Scott Griggs, Head of School, is departing from Greenhill at the end of the 2017-18 school year. He is leaving due to “the right timing” within Greenhill’s administrative cycle.
According to Mr. Griggs, schools create a strategic plan every eight to ten years. In the past, these eight-to-ten year cycles have spurred major development campaigns. Mr. Griggs’ first cycle produced a campaign to construct the Preschool and Lower School buildings and add an addition to the Upper School. His second cycle elicited the “Building Community” campaign, which was completed by February 2016 with the opening of the Marshall Family Performing Arts Center (MPAC).
These campaigns can be stressful and time-consuming. Mr. Griggs has said he does not wish to complete another full cycle.
“I will have been here 18 years, and that’s a long time for any head to be at one school,” said Mr. Griggs. “Candidly, I don’t have another eight to ten years in me.”
However, he is not retiring. Mr. Griggs plans to look for work in a wide variety of things. A couple of possibilities he is considering are working as an administrator at another independent school for a few years or consulting.
Mr. Griggs came to Greenhill in 2000. He was working as the Head of Upper School at an independent school in Virginia when he was contacted about an opening at Greenhill.
“I wasn’t looking to move at that point in time. That school had just started with a new headmaster, and I was very happy there and very comfortable there. But I had always heard about Greenhill,” Mr. Griggs said.
It was Greenhill’s mission of diversity and inclusion that particularly appealed to him. In fact, Mr. Griggs considers his greatest responsibility as Head of School to maintain these values.
However, Mr. Griggs does admit that Greenhill could do a better job of respecting diversity within the ideological spectrum.
“I think clearly Greenhill is a more liberal leaning community. If we truly are living our mission, we need to respect opinions that are different from that. There’s got to be a place for that voice to be heard in our community as well,” Mr. Griggs said.
According to Mr. Griggs, respecting different viewpoints does not mean shying away from difficult conversations.

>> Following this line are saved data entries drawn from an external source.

PR #5716, opened 2023-10-25
Add AI topic column and AI topic selection option

kathy-t:
**Description**
This PR adds a column for `topicai`, intended to store topics generated by AI. It also introduces `AI` as a `TopicSelection` option. The AI topic selection isn't blocked in the webservice even though no one should really be using it yet. The AI topic and AI topic selection options are not revealed in the UI to end users.

I moved some tests to its own OpenAPI IT classes since I needed to use the OpenAPI client to access the new field.
- `GeneralIT`: created an `OpenAPIGeneralIT` file and moved the topic tests I modified into it
- `GeneralWorkflowIT`: created an `OpenAPIGeneralWorkflowIT` file  and moved the topic tests I modified into it

**Review Instructions**
Not really user facing until there's a UI component. Reviewer can try to update their workflow's `topicAI` and `topicSelection` to `AI` using this swagger endpoint https://qa.dockstore.org/api/static/swagger-ui/index.html#/workflows/updateWorkflow. There should be no errors and the `topicAI` and `topicSelection` should be AI. You may need to retrieve your workflow using this [endpoint](https://qa.dockstore.org/api/static/swagger-ui/index.html#/workflows/getWorkflow) first to get the Workflow object to use in the update endpoint.

**Issue**
[SEAB-5909](https://ucsc-cgl.atlassian.net/browse/SEAB-5909)

**Security and Privacy**

e.g. Does this change...
* Encryption features?

[SEAB-5909]: https://ucsc-cgl.atlassian.net/browse/SEAB-5909?atlOrigin=eyJpIjoiNWRkNTljNzYxNjVmNDY3MDlhMDU5Y2ZhYzA5YTRkZjUiLCJwIjoiZ2l0aHViLWNvbS1KU1cifQ


dockstore-webservice/src/main/java/io/dockstore/webservice/resources/WorkflowResource.java
```diff
@@ -569,8 +570,10 @@ private void updateInfo(Workflow oldWorkflow, Workflow newWorkflow) {
         }
         oldWorkflow.setForumUrl(newWorkflow.getForumUrl());
         oldWorkflow.setTopicManual(newWorkflow.getTopicManual());
+        oldWorkflow.setTopicAI(newWorkflow.getTopicAI());
 
-        if (!Objects.equals(oldWorkflow.getMode(), WorkflowMode.HOSTED)) {
+        if (!Objects.equals(oldWorkflow.getMode(), WorkflowMode.HOSTED)
+                || (Objects.equals(oldWorkflow.getMode(), WorkflowMode.HOSTED) && newWorkflow.getTopicSelection() != TopicSelection.AUTOMATIC)) {
```
svonworl, line 576: This `if` copies the selection mechanism if the destination workflow isn't hosted, or is hosted and the source workflow selection mechanism isn't automatic.  Why do we set the destination workflow selection mechanism in some cases, but not others?

dockstore-webservice/src/main/java/io/dockstore/webservice/core/Entry.java
```diff
@@ -868,8 +872,20 @@ public void setTopicManual(String topicManual) {
...
+        return topicAI;
+    }
+
+    public void setTopicAI(String topicAI) {
+        this.topicAI = topicAI;
+    }
+
     public String getTopic() {
-        return this.topicSelection == TopicSelection.AUTOMATIC ? this.getTopicAutomatic() : this.getTopicManual();
+        return switch (this.topicSelection) {
```
coverbeck, line 884: Just thinking, would we ever want to surface both? For example, as a workflow developer, I might try and craft a description manually, then let the AI generate one, and want to see what both look like, picking the better one. I know we're not generating AI descriptions dynamically, so this is future looking (and could be done in the future), but just raising it as a possibility.

coverbeck (approved):

dockstore-webservice/src/main/java/io/dockstore/webservice/resources/WorkflowResource.java
kathy-t: I believe the idea behind this is that a hosted workflow cannot have an automatic topic selection because a hosted workflow has no source control. I'll add a comment to clarify this

dockstore-webservice/src/main/java/io/dockstore/webservice/core/Entry.java
kathy-t: We do surface all three topic types via their individual fields, `topicManual`, `topicAutomatic`, and `topicAI`. This `getTopic()` function is used by the ElasticListener to get the topic based on the selection when creating an elastic entry:
https://github.com/dockstore/dockstore/blob/4c12b34709b9a94e74202a75629b7712efbe9c29/dockstore-webservice/src/main/java/io/dockstore/webservice/helpers/statelisteners/ElasticListener.java#L447

svonworl (approved):

svonworl (approved):

PR #5719, opened 2023-10-25
DOCK-2440: Removed default limit value for pagination in LambdaEvent endpoints

hyunnaye:
**Description**
This PR removes the default limit value so that we can paginate through all events in the app logs component.
The search bar was already implemented so that change was not needed for this PR.

This screenshot of the `dockstore` repo app logs show that the component shows all 119 events instead of the previous max of 100.
Screenshot from 2023-10-26 10-30-27

**Review Instructions**
Check the app logs of a large repo and confirm that the component shows more than 100 events.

To him, conversations should result in some level of mutual understanding, even if there are still stark differences in opinion.

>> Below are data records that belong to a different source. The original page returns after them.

PR #5734, opened 2023-11-08
Feature/seab 5786/secretuser

coverbeck:
**Description**
See SEAB-5786.

**Review Instructions**
See SEAB-5786

**Issue**
SEAB-5786

**Security and Privacy**

e.g. Does this change...
* Encryption features?

### DIFF
--- a/dockstore-integration-testing/src/test/java/io/dockstore/client/cli/BitBucketGitHubBasicIT.java
+++ b/dockstore-integration-testing/src/test/java/io/dockstore/client/cli/BitBucketGitHubBasicIT.java
@@ -75,7 +75,7 @@ class BitBucketGitHubBasicIT extends BaseIT {
     /**
      * Tests that refresh all works, also that refreshing without a quay.io token should not destroy tools
      */
-    @Test
+    // @Test -- Commented out, see https://ucsc-cgl.atlassian.net/browse/SEAB-6023
     void testRefresh() {
         ApiClient client = getWebClient(USER_1_USERNAME, testingPostgres);
         UsersApi usersApi = new UsersApi(client);
--- a/dockstore-integration-testing/src/test/java/io/dockstore/client/cli/BitBucketGitHubBasicIT.java
+++ b/dockstore-integration-testing/src/test/java/io/dockstore/client/cli/BitBucketGitHubBasicIT.java
@@ -34,6 +34,7 @@ import io.swagger.client.api.UsersApi;
 import io.swagger.client.model.DockstoreTool;
 import org.junit.jupiter.api.AfterEach;
 import org.junit.jupiter.api.BeforeEach;
+import org.junit.jupiter.api.Disabled;
 import org.junit.jupiter.api.Tag;
 import org.junit.jupiter.api.Test;
 import org.junit.jupiter.api.extension.ExtendWith;
@@ -75,7 +76,8 @@ class BitBucketGitHubBasicIT extends BaseIT {
     /**
      * Tests that refresh all works, also that refreshing without a quay.io token should not destroy tools
      */
-    // @Test -- Commented out, see https://ucsc-cgl.atlassian.net/browse/SEAB-6023
+    @Test
+    @Disabled("Quay.io failing, see https://ucsc-cgl.atlassian.net/browse/SEAB-6023")
     void testRefresh() {
         ApiClient client = getWebClient(USER_1_USERNAME, testingPostgres);
         UsersApi usersApi = new UsersApi(client);
--- a/dockstore-integration-testing/src/test/java/io/dockstore/webservice/UserResourceOpenApiIT.java
+++ b/dockstore-integration-testing/src/test/java/io/dockstore/webservice/UserResourceOpenApiIT.java
@@ -409,12 +409,13 @@ class UserResourceOpenApiIT extends BaseIT {
     void testAdminAndCuratorFields() throws ApiException {
         UsersApi userApi = new UsersApi(getAnonymousOpenAPIWebClient());
         final User adminUser = userApi.listUser(USER_2_USERNAME, "");
-        assertFalse(adminUser.isIsAdmin(), "Anonymous user should not be able to that user is an admin");
+        assertFalse(adminUser.isIsAdmin(), "Anonymous user should not be able to see that user is an admin");
         final User curatorUser = userApi.listUser(curatorUsername, "");
         assertFalse(curatorUser.isCurator(), "Anonymous user should not be able to see that curator is an admin");
 
         final UsersApi user2UsersApi = new UsersApi(getOpenAPIWebClient(USER_2_USERNAME, testingPostgres));
         assertTrue(user2UsersApi.getUser().isIsAdmin(), "A user should be able to see if they themself is an admin");
+        assertTrue(user2UsersApi.listUser(curatorUsername, "").isCurator(), "An admin should be able to see another user is a curator");
 
         final UsersApi curatorUsersApi = new UsersApi(getOpenAPIWebClient(curatorUsername, testingPostgres));
         assertTrue(curatorUsersApi.getUser().isCurator(), "A user should be able to see if they themself is a curator");
--- a/dockstore-integration-testing/src/test/java/io/dockstore/webservice/UserResourceOpenApiIT.java
+++ b/dockstore-integration-testing/src/test/java/io/dockstore/webservice/UserResourceOpenApiIT.java
@@ -404,4 +404,32 @@ class UserResourceOpenApiIT extends BaseIT {
         assertThrows(ApiException.class, userApi::getUser);
         assertThrows(ApiException.class, userApi::getExtendedUserData);
     }
+
+    @Test
+    void testAdminAndCuratorFields() throws ApiException {
+        UsersApi userApi = new UsersApi(getAnonymousOpenAPIWebClient());
+        final User adminUser = userApi.listUser(USER_2_USERNAME, "");
+        assertFalse(adminUser.isIsAdmin(), "Anonymous user should not be able to that user is an admin");
+        final User curatorUser = userApi.listUser(curatorUsername, "");
+        assertFalse(curatorUser.isCurator(), "Anonymous user should not be able to see that curator is an admin");
+
+        final UsersApi user2UsersApi = new UsersApi(getOpenAPIWebClient(USER_2_USERNAME, testingPostgres));
+        assertTrue(user2UsersApi.getUser().isIsAdmin(), "A user should be able to see if they themself is an admin");
+
+        final UsersApi curatorUsersApi = new UsersApi(getOpenAPIWebClient(curatorUsername, testingPostgres));
+        assertTrue(curatorUsersApi.getUser().isCurator(), "A user should be able to see if they themself is a curator");
+    }
+
+    @Test
+    void testListUsers() {
+        UsersApi userApi = new UsersApi(getAnonymousOpenAPIWebClient());
+        assertEquals(HttpStatus.SC_UNAUTHORIZED, assertThrows(ApiException.class, () -> userApi.listUsers()).getCode(), "Anonymous user should not be able to list users");
+
+        final UsersApi curatorUsersApi = new UsersApi(getOpenAPIWebClient(curatorUsername, testingPostgres));
+        assertEquals(HttpStatus.SC_FORBIDDEN, assertThrows(ApiException.class, () -> curatorUsersApi.listUsers()).getCode(), "Curator should not be able to list users");
+
+        final UsersApi adminUsersApi = new UsersApi(getOpenAPIWebClient(USER_2_USERNAME, testingPostgres));
+        final List<User> users = adminUsersApi.listUsers();
+        assertFalse(users.isEmpty(), "Admin should be able to fetch users");
+    }
 }
--- a/dockstore-integration-testing/src/test/java/io/dockstore/webservice/UserResourceOpenApiIT.java
+++ b/dockstore-integration-testing/src/test/java/io/dockstore/webservice/UserResourceOpenApiIT.java
@@ -420,16 +420,4 @@ class UserResourceOpenApiIT extends BaseIT {
         assertTrue(curatorUsersApi.getUser().isCurator(), "A user should be able to see if they themself is a curator");
     }
 
-    @Test
-    void testListUsers() {
-        UsersApi userApi = new UsersApi(getAnonymousOpenAPIWebClient());
-        assertEquals(HttpStatus.SC_UNAUTHORIZED, assertThrows(ApiException.class, () -> userApi.listUsers()).getCode(), "Anonymous user should not be able to list users");
-
-        final UsersApi curatorUsersApi = new UsersApi(getOpenAPIWebClient(curatorUsername, testingPostgres));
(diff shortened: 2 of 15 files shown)


dockstore-webservice/src/main/java/io/dockstore/webservice/DockstoreWebserviceApplication.java
```diff
@@ -213,7 +215,7 @@ public class DockstoreWebserviceApplication extends Application<DockstoreWebserv
     public static final String SLIM_WORKFLOW_FILTER = "slimWorkflowFilter";
     public static final String SLIM_VERSION_FILTER = "slimVersionFilter";
 
-    public static final String SLIM_USER_FILTER = "slimUserFilter";
```
coverbeck, line 216: Got rid of this because the `SLIM_USER_FILTER` was excluding properties that already have `@JsonIgnore`.

dockstore-webservice/src/main/java/io/dockstore/webservice/core/AuthenticatedUser.java
```diff
@@ -0,0 +1,39 @@
...
+
+package io.dockstore.webservice.core;
+
+import java.util.Optional;
+
+/**
+ * Has the authenticated user, if any, of the current request to the API.
+ */
+public final class AuthenticatedUser {
+    private static final ThreadLocal<User> AUTH_USER = new ThreadLocal<>();
```
coverbeck, line 26: There's a SonarCloud warning about there not being a `remove`, but if I invoked `remove` in a servlet response filter, it broke things. We set the ThreadLocal at the start of every request, so it should be good.

dockstore-webservice/src/main/java/io/dockstore/webservice/core/OrganizationUser.java
```diff
@@ -31,7 +30,6 @@ public class OrganizationUser implements Serializable {
 
     @ManyToOne
     @JoinColumn(name = "userId", insertable = false, updatable = false)
-    @JsonFilter(SLIM_USER_FILTER)
```
coverbeck, line 34: As commented above, SLIM_USER_FILTER was referencing `@JsonIgnore` properties, so it was redundant.

dockstore-webservice/src/main/java/io/dockstore/webservice/core/User.java
```diff
@@ -99,11 +99,12 @@
             + " FROM User user INNER JOIN user.userProfiles as userProfiles WHERE( KEY(userProfiles) = 'github.com' )")
 })
 @SuppressWarnings("checkstyle:magicnumber")
+@JsonFilter(PUBLIC_USER_FILTER)
 public class User implements Principal, Comparable<User>, Serializable {
 
-    public static final String INDICATES_WHETHER_THIS_USER_IS_A_CURATOR = "Indicates whether this user is a curator";
+    public static final String INDICATES_WHETHER_THIS_USER_IS_A_CURATOR = "Indicates whether this user is a curator. The value is always false unless requested for oneself or by an admin";
     public static final String INDICATES_WHETHER_THIS_ACCOUNT_CORRESPONDS_TO_A_PLATFORM_PARTNER = "Indicates whether this account corresponds to a platform partner";
-    public static final SimpleBeanPropertyFilter SLIM_FILTER = SimpleBeanPropertyFilter.serializeAllExcept("organizations", "entries", "starredEntries");
```
coverbeck, line 106: These are the 3 properties the SLIM_FILTER was excluding, but `organizations`, `entries`, and `starredEntries` all have `@JsonIgnore`.

dockstore-webservice/src/main/java/io/dockstore/webservice/filters/AdminPrivilegesFilter.java
```diff
@@ -1,4 +1,21 @@
...
+ *
+ * Unless required by applicable law or agreed to in writing, software
+ * distributed under the License is distributed on an "AS IS" BASIS,
+ * WITHOUT WARRANTIES OR CONDITIONS OF ANY KIND, either express or implied.
+ * See the License for the specific language governing permissions and
+ * limitations under the License.
+ *
+ */
+
+package io.dockstore.webservice.filters;
```
coverbeck, line 18: Moved all our servlet filters to a new package.

dockstore-webservice/src/main/java/io/dockstore/webservice/filters/UsernameRenameRequiredFilter.java
```diff
@@ -12,14 +12,16 @@
  * WITHOUT WARRANTIES OR CONDITIONS OF ANY KIND, either express or implied.
  * See the License for the specific language governing permissions and
  * limitations under the License.
+ *
  */
 
-package io.dockstore.webservice.resources;
+package io.dockstore.webservice.filters;
```
coverbeck, line 18: Moved all servlet filters to a new package

dockstore-webservice/src/main/java/io/dockstore/webservice/resources/UserResource.java
```diff
@@ -219,6 +220,19 @@ private void initializeAdditionalFields(String include, User user) {
...
+    @GET
+    @Timed
+    @UnitOfWork(readOnly = true)
+    @RolesAllowed("admin")
+    @Operation(operationId = "listUsers",
+            description = "List all users",
+            responses = {@ApiResponse(responseCode = HttpStatus.SC_OK + "",
+                    content = @Content(mediaType = MediaType.APPLICATION_JSON, array = @ArraySchema(schema = @Schema(implementation = User.class))), description = "A list of all users")},
+            security = @SecurityRequirement(name = JWT_SECURITY_DEFINITION_NAME))
+    public List<User> listUsers() throws JsonProcessingException {
```
coverbeck, line 232: This came in the review of the draft and has also come up in security review meetings, how we have to go to the DB to figure out the curators, so I put this in there, accessible only to admins.

This will not be invoked from the UI, as least not yet, so I punted on pagination and filtering, which I think is OK for now.

dockstore-webservice/src/main/java/io/dockstore/webservice/core/AuthenticatedUser.java
svonworl: In this implementtion, the `ThreadLocal` value that's set will persist until the next time the thread is used to handle a request, causing the `User` and whatever it references to be retained.  It'd be good to call `remove` (or `set(null)`) at the end of the request, to prevent the formentioned problem, and to help ensure that we don't accidentally leak a `User` between requests.  According to the Internets, the ThreadLocal implementation has been improved, so that dangling ThreadLocals disappear when a thread terminates, so we don't need to worry about that anymore.

coverbeck: I tried again and debugged, and unfortunately the servlet filter is invoked before the the response is JSONified, so calling remove doesn't work. I'm a little uncomfortable with this, but I think we have to go with it.

dockstore-webservice/src/main/java/io/dockstore/webservice/resources/UserResource.java
coverbeck: Removed the endpoint; can discuss as part of another issue/PR.

dockstore-webservice/src/main/java/io/dockstore/webservice/helpers/PublicUserFilter.java
```diff
@@ -0,0 +1,75 @@
...
+    protected static final String ADMIN_PROPERTY = "isAdmin";
+    protected static final String CURATOR_PROPERTY = "curator";
+    private BeanPropertyWriter maskCuratorAndAdminWriter = new MaskAdminCuratorPropertyWriter();
+
+
+    @Override
+    public void serializeAsField(Object pojo, JsonGenerator jgen, SerializerProvider provider, PropertyWriter writer) throws Exception {
+        User user = (User)pojo;
+        super.serializeAsField(pojo, jgen, provider, getPropertyWriter(user, writer));
+    }
```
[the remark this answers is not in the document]
coverbeck: Good idea, refactored per your suggestion and got rid of the other code below.

dockstore-webservice/src/main/java/io/dockstore/webservice/helpers/PublicUserFilter.java
```diff
@@ -0,0 +1,75 @@
...
+public class PublicUserFilter extends SimpleBeanPropertyFilter {
+
+    protected static final String ADMIN_PROPERTY = "isAdmin";
+    protected static final String CURATOR_PROPERTY = "curator";
+    private BeanPropertyWriter maskCuratorAndAdminWriter = new MaskAdminCuratorPropertyWriter();
+
+
+    @Override
+    public void serializeAsField(Object pojo, JsonGenerator jgen, SerializerProvider provider, PropertyWriter writer) throws Exception {
+        User user = (User)pojo;
```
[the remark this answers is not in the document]
coverbeck: This filter is currently only used for a User because of [here](https://github.com/dockstore/dockstore/blob/a97caabcba07b959776be15cef0fd592adea0fe0/dockstore-webservice/src/main/java/io/dockstore/webservice/DockstoreWebserviceApplication.java#L361) and [here](https://github.com/dockstore/dockstore/blob/c5eeb07ed8dbc32dfee1968ca4f4b1f19799c4e6/dockstore-webservice/src/main/java/io/dockstore/webservice/core/User.java#L102). But it's not enforced with the compiler, so I'll add an instance check as well to be safe.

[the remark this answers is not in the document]
coverbeck: Added an instance check.

dockstore-webservice/src/main/java/io/dockstore/webservice/helpers/PublicUserFilter.java
```diff
@@ -0,0 +1,75 @@
...
+    /**
+     * Writer that serializes the isAdmin and curator property values as false, regardless of their actual values.
+     */
+    private static final class MaskAdminCuratorPropertyWriter extends BeanPropertyWriter {
+        @Override
+        public void serializeAsField(Object bean, JsonGenerator gen, SerializerProvider prov) throws Exception {
+            gen.writeFieldName(ADMIN_PROPERTY);
+            gen.writeBoolean(false);
+            gen.writeFieldName(CURATOR_PROPERTY);
+            gen.writeBoolean(false);
```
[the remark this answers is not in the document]
coverbeck: Rewrote code per your other suggestion.

dockstore-webservice/src/main/java/io/dockstore/webservice/core/AuthenticatedUser.java
svonworl: Yeah, it's probably ok (I hope).  Apparently, Jersey supports an injectable `CloseableService` that you can register objects with that should be closed after the request, see the first answer here:
https://stackoverflow.com/questions/53433174/jersey-close-i-o-resources-after-http-response
If we created a `Closeable` which would `remove()` the `ThreadLocal` when it was closed, and could automatically register it with the underlying `CloseableService` at the beginning of each request, that would do it, I think.  Not sure if that's possible, though.

svonworl (approved):

dockstore-integration-testing/src/test/java/io/dockstore/client/cli/BitBucketGitHubBasicIT.java
```diff
@@ -75,7 +75,7 @@ public void preserveBitBucketTokens() {
     /**
      * Tests that refresh all works, also that refreshing without a quay.io token should not destroy tools
      */
-    @Test
+    // @Test -- Commented out, see https://ucsc-cgl.atlassian.net/browse/SEAB-6023
```
kathy-t, line 78: Can leave as is, but I think `@Disabled` accomplises the same thing

dockstore-integration-testing/src/test/java/io/dockstore/webservice/UserResourceOpenApiIT.java
```diff
@@ -404,4 +404,20 @@ void testSelfDestruct() throws ApiException {
         assertThrows(ApiException.class, userApi::getUser);
         assertThrows(ApiException.class, userApi::getExtendedUserData);
     }
+
+    @Test
+    void testAdminAndCuratorFields() throws ApiException {
+        UsersApi userApi = new UsersApi(getAnonymousOpenAPIWebClient());
+        final User adminUser = userApi.listUser(USER_2_USERNAME, "");
+        assertFalse(adminUser.isIsAdmin(), "Anonymous user should not be able to that user is an admin");
```
kathy-t, line 412: typo in message, missing the word "see"?

dockstore-webservice/src/main/resources/openapi3/openapi.yaml
```diff
@@ -5367,6 +5367,23 @@ paths:
       summary: Search for ToolTester log files
       tags:
       - toolTester
+  /users:
```
kathy-t, line 5370: Hmm, I don't see this new endpoint, maybe forgot to update the openapi.yaml after removing the endpoint?

kathy-t (approved):

dockstore-integration-testing/src/test/java/io/dockstore/client/cli/BitBucketGitHubBasicIT.java
coverbeck: I was unaware of that annotations, thanks.

dockstore-webservice/src/main/resources/openapi3/openapi.yaml
coverbeck: Good catch.

dockstore-webservice/src/main/java/io/dockstore/webservice/core/AuthenticatedUser.java
coverbeck: To summarize:

1. The nice thing about the current approach is that it works across the board, for all endpoints that stream `User`, even when they're nested objects. The potential downside, is that if a thread gets reused without going through the ServletFilters, and the AuthUser ends up being set  to the wrong user. I haven't seen this, and every new endpoint request does go through the filter, so those **should** always be good, but in theory there might be some other case where it might cause a problem.
2. We could go back to the original approach, which is that specific endpoints, probably `/users/user` and `/users/username/{username}`  be the only endpoints that return the real values of admin and curator. If we did that, I wouldn't use a custom object mapper nor a servlet filter, but instead use the Closeable you suggested above, injecting the AuthUser in the specific request(s).

Any thoughts/preferences?

svonworl: > Any thoughts/preferences?

I like the current approach (number 1), although it's upsetting to not able to clean up at the end of the request. 
 I felt like there had to be a way to configure Dropwizard to run some code in the handler thread before/after each request/response, but couldn't find one.  Fortunately, if the app server messes up and a `User` crosses over into an alien thread, the worst case is that the admin/curator statuses are displayed when they're not supposed to, a pretty minor blip in the spectrum of oopsies...

david4096 (approved):

dockstore-integration-testing/src/test/java/io/dockstore/client/cli/BitBucketGitHubBasicIT.java
denis-yuen: That user must get real tired of getting notified like this, hah.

“I hope Greenhill can have good conversations—and I mean good conversations,” said Mr. Griggs. “Conversations means it goes back and forth, without being demeaning and spiteful and hateful. We need to be able to disagree with a person’s opinion or position, but in a way that also provides a level of understanding.”
Griggs’ replacement will be chosen by the Board of Trustees. Next year, the board will hire a search firm to survey the community for qualities they’re looking for in a head of school and interview applicants. The search firm has not yet been determined.